Bush heads home to Washington with a string of what the White House considers diplomatic successes: a compromise proposal for North Korea, military and financial contributions for Iraq from Japan and Singapore and a new emphasis on security issues by APEC, a group designed primarily to address trade. The only thing on Bush's list that he didn't achieve, Bartlett said, was an agreement with Japan and China to ease currency controls that he feels puts U.S. exports at a disadvantage. Still, Bartlett added, Bush "views this as an issue that is not going to be solved overnight."

All the countries on Bush's itinerary were somehow connected to the war on terrorism. Two, the Philippines and Indonesia, got only short, hours-long visits. Both are dealing with terrorist groups on their territory, including some affiliated with Al Qaeda, and U.S. officials considered the nations too dangerous for Bush to spend the night. The president insisted on going, though, in part to appear fearless confronting those terrorists. However, the tight security in Manila and his confinement to the grounds of the Bali airport reduced the effect of the gestures.

"It might not have been very long, but it's been very productive," Bush insisted to an Indonesian journalist who asked why he was staying only a few hours.

The 10-day trip -- which began with two days in California and one in Hawaii -- was one of the longest of Bush's presidency and the longest to Asia. By the end, the famous homebody was so eager to get back to Washington that he decided to do back-to-back overnight flights on Air Force One so he could arrive this morning.

In between, he spent a day in Hawaii -- in part to seal the trip with Pearl Harbor imagery, in part to attend a fund-raiser in the evening for his 2004 reelection campaign.
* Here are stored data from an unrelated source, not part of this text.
PR #196, opened 2025-05-10
change default parameter set for Svärd-Kalisch equations

### LINKED ISSUE #192: Svärd-Kalisch
- Maybe switch the default parameters (alpha, beta, gamma) to the version published in JCP, i.e., alpha = 0 = gamma and beta = 1 / 3? 
- Write a docstring

JoshuaLampert:
This changes the default parameter set to set 5, which is isotropic and the one in the published paper of Svärd and Kalisch. I also added the reference to the published version of their paper.
Closes #192.

### DIFF
--- a/docs/src/dispersion.md
+++ b/docs/src/dispersion.md
@@ -50,7 +50,8 @@ bbm = BBMEquation1D(; gravity = g, eta0 = eta0, D = h0)
 c_bbm = wave_speed.(disp_rel, bbm, k; normalize = true)
 plot!(k, c_bbm, label = "BBM")
 
-sk = SvaerdKalischEquations1D(; gravity = g, eta0 = eta0)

Although Bush continues to insist that he is not paying attention to the upcoming campaign, the twin goals of the Hawaii stopover belied those words.

After a somber morning at Pearl Harbor, which included thank-you meetings with veterans of World War II and Iraq, the president and first lady made a visit to Pearl Harbor Elementary School.

"I went all over Asia, and it was a spectacular experience," Bush told a group of second-graders gathered underneath a banyan tree.

"And I was really glad to get to the United States of America today."